The watchdog of civil liberties for generations in our country has been the American Civil Liberties Union (ACLU). They have worried about the wording of this definition, stating “this definition is broad enough to encompass the activities of…prominent activists, campaigns and organizations.” Where they may have seemed alarmist at one point, they seem prescient now. What is equally alarming is that these stories have received absolutely no coverage in the corporate media, leaving the majority of Americans in the dark about how the PATRIOT act is being abused.

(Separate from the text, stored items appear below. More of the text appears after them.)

PR #844, opened 2021-11-12
Fix chat "hacking"

### LINKED ISSUE #806: Chat is 'hackable': Round Two!
## Summary

Despite efforts to prevent users from customizing their text in the chat, it is still possible. Users should not be able to apply custom formatting to their chat text.

## Current Behavior

Issue #762 described the ability to hack the chat text. PR #779 made it less convenient for users to do so by applying the 'noparse' tags to the chat. However, it is possible to circumvent that measure by closing that tag within the message, then applying the formatting.

The open source nature of SS3D makes us vulnerable to people exploiting our code. We need to ensure that players cannot circumvent our defences *despite* them knowing what measures have been implemented.

## Steps to Reproduce

- While in-game, open the chat window by clicking the chat (speech bubble) icon in the bottom right area of the screen.
- Begin your text with < /noparse > (**without** the spaces), then apply other tags to your chat as described in #762
- Observe that the formatting can be customized.

Chat is hackable Round Two

## Expected Behavior

All user chat should be in the predefined font, colour and size. However, the ability for custom formatting must be maintained for server announcements, events etc.

## Possible Solution

Possibly use a regular expression (regex) to identify and sanitize tags within user input.

## Context

Issue is present in version 0.3.95g

Notterox:
## Summary

Players are able to use tags to change the style of their chat messages. This PR fixes it.

## Pictures/Videos (optional)

image

## Changes to Files

`Assets/Engine/Chat/ChatRegister.cs` add escaping of tags to server side
`Assets/Engine/Chat/ChatWindow.cs` remove `<noparse>` wrapping of the player's message and format code to match guidelines

## Technical Notes (optional)

Escaping implemented by replacing all `<` of the message with `<nobr><</nobr>`. That breaks all tags in the message without affecting visible text of the message. Also the escaping of the message is now on the server side so players with modified clients can't bypass the protection.

## Fixes (optional)

Closes #806

### DIFF
--- a/Assets/Engine/Chat/ChatRegister.cs
+++ b/Assets/Engine/Chat/ChatRegister.cs
@@ -1,4 +1,4 @@
-﻿using System;
+using System;
 using System.Collections.Generic;
 using System.Linq;
 using Mirror;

The most recent revelation is that anti-war activists have been placed on the domestic terrorist list as well. A lawsuit brought by peace activists who were spied on by military and police infiltrators over the past decade has revealed that several of these non-violence advocates were labeled terrorists. It is not hard to imagine the potency of thisin times gone by. Had it been part of the arsenal available to authorities in the late 1950s and early 1960s when African Americans began their struggles against Jim Crow segregation, it may well have been brought out and used against them if similar trends like we see today were in place. We already know that authorities were abusing their power to spy on Dr. Martin Luther King, Jr. and his allies. We know that the government infiltrated various activist groups throughout the 1960s and 70s, often agitating these groups to commit violent acts when the groups never had any intention of doing so. It is also difficult to predict going forward which groups, which activists, and which dissenters could fall under the umbrella of “terrorist” with the label being so generally applied.

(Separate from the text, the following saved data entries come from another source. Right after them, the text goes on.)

PR #854, opened 2021-12-13
Remove BoxCollider from FridgeDoor to prevent clipping

### LINKED ISSUE #816: Players can walk into fridges
## Summary

Players can walk into fridges. Clearly, this shouldn't be possible.

## Current Behavior

The fridge behaves as expected when they are either fully open or fully closed - you simply can't walk into it. However, when it is either *opening* or *closing*, moving towards the fridge will allow you to actually intersect with it.

## Steps to Reproduce

- Host a game
- Stand immediately in front of a fridge
- Left click to open the fridge, and simultaneously walk towards it

Walking Into Fridge

## Expected Behavior

You should not be able to walk into the fridge.

## Context

Tested using the 0.3.95g build; however, problem exists in previous builds at least back to 0.3.94 (Jan 2021).

SteindelSE:
## Summary

Remove BoxCollider from FridgeDoor object inside of fridge prefab to prevent play clipping into object.

## Pictures/Videos (optional)

Before commit; clipping issue:
https://streamable.com/clx47b

After commit; no clipping issue:
https://streamable.com/8cel8y

## Changes to Files

fridge.prefab: removed BoxCollider from FridgeDoor object

## Technical Notes (optional)

N/A

## Known issues

N/A

## Fixes (optional)

Closes #816

### DIFF
--- a/Assets/Content/Furniture/Storage/Fridge/fridge.prefab
+++ b/Assets/Content/Furniture/Storage/Fridge/fridge.prefab
@@ -291,7 +291,6 @@ GameObject:
   - component: {fileID: 1143501564299038576}
   - component: {fileID: 2621842397224039768}
   - component: {fileID: 6889282342120757457}
-  - component: {fileID: 2328583508320183080}
   m_Layer: 14
   m_Name: FridgeDoor
   m_TagString: Untagged
@@ -360,16 +359,3 @@ MeshRenderer:
   m_SortingLayerID: 0
   m_SortingLayer: 0
   m_SortingOrder: 0
---- !u!65 &2328583508320183080
-BoxCollider:
-  m_ObjectHideFlags: 0
-  m_CorrespondingSourceObject: {fileID: 0}
-  m_PrefabInstance: {fileID: 0}
-  m_PrefabAsset: {fileID: 0}
-  m_GameObject: {fileID: 5240830354732226920}
-  m_Material: {fileID: 0}
-  m_IsTrigger: 0
-  m_Enabled: 1
-  serializedVersion: 2
-  m_Size: {x: 0.91609585, y: 1.7028121, z: 0.18759535}
-  m_Center: {x: 0.44432867, y: 0.0014936328, z: 0.06708368}


cosmiccoincidence:
Hi, I noticed that you fixed the issue by removing the collider on the fridge door.
Now the door will swing right through the player.
So we are trading 'player clips into fridge' for 'fridge door clips through player'.
Is this preferred or should we investigate another solution?
(note that this bug can also be replicated on lockers currently, not just the fridge).

I'm going to give some time for discussion on this before moving forward.

SteindelSE:
> Now the door will swing right through the player. So we are trading 'player clips into fridge' for 'fridge door clips through player'

Trading isn't the correct word, as that problem already existed. 

As I mentioned in the issue for this item ( https://github.com/RE-SS3D/SS3D/issues/816#issuecomment-992997696 )

> Video demonstration:
> https://streamable.com/clx47b
> 
> The simplest solution to this problem would be to remove the collider for the fridge door, since that is what clips the player into the fridges mesh **and doesn't prevent the door from clipping through the player when opening (as seen in the video above at 0:12.)**

Even prior to removing the collider, players clipped through the door as it opened. So we can have a collider which offers no benefit and introduces a bug, or no collider which offers no benefit but also doesn't introduce a bug.

In addition, I think it is equally important to question if/why the collider was ever necessary? Was the plan to block kinetic force and energy with an open refrigerator door?

I feel for something that is mostly aesthetic, the collider may be over thinking it, but I'm just throwing my two cents in. Let me know what you think.

cosmiccoincidence:
Upon seeing that the door does already cause clipping through the player, I do agree with your logic here.
Feel free to re-open this PR for merge.

I did notice while testing it previously that the bug you are attempting to fix can be replicated on the lockers as well. I suspect you could remove the colliders from their doors as well to fix it there too. And now thinking about it, I believe the microwave (although not the size that the player can clip into) also has a door that may have an unnecessary collider. We may as well remove all these in one go so we don't have future issues.

Lastly Steindel, I was wondering if you are a member of our discord server or not and if you are, what your username was. We do a lot of development discussion over there too.

SteindelSE:
> I did notice while testing it previously that the bug you are attempting to fix can be replicated on the lockers as well. I suspect you could remove the colliders from their doors as well to fix it there too. And now thinking about it, I believe the microwave (although not the size that the player can clip into) also has a door that may have an unnecessary collider. We may as well remove all these in one go so we don't have future issues.

I'll create a new pull request with all of them completed.

> Lastly Steindel, I was wondering if you are a member of our discord server or not and if you are, what your username was. We do a lot of development discussion over there too.

I am a member. I messaged you on the server.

It is perhaps the dissenters, activists, and civilly disobedient who see the recent revelation of the government’s NSA programs as most alarming. Lee Fang, of the Nation, reported on a foiled attempt by defense contractors who still work for the NSA to spy on left-wing organizations:
“Two years ago, a batch of stolen e-mails revealed a plot by a set of three defense contractors (Palantir Technologies, Berico Technologies and HBGary Federal) to target activists, reporters, labor unions and political organizations. The plans— one concocted in concert with lawyers for the US Chamber of Commerce to sabotage left-leaning critics, like the Center for American Progress and the SEIU…— fell apart after reports of their existence were published online.”
Taken together, it is worth revisiting how the PATRIOT act is being utilized in our nation. To define who is a terrorist. To decide who gets to spy. And importantly, to decide how much power the government is granted to “observe” its citizens.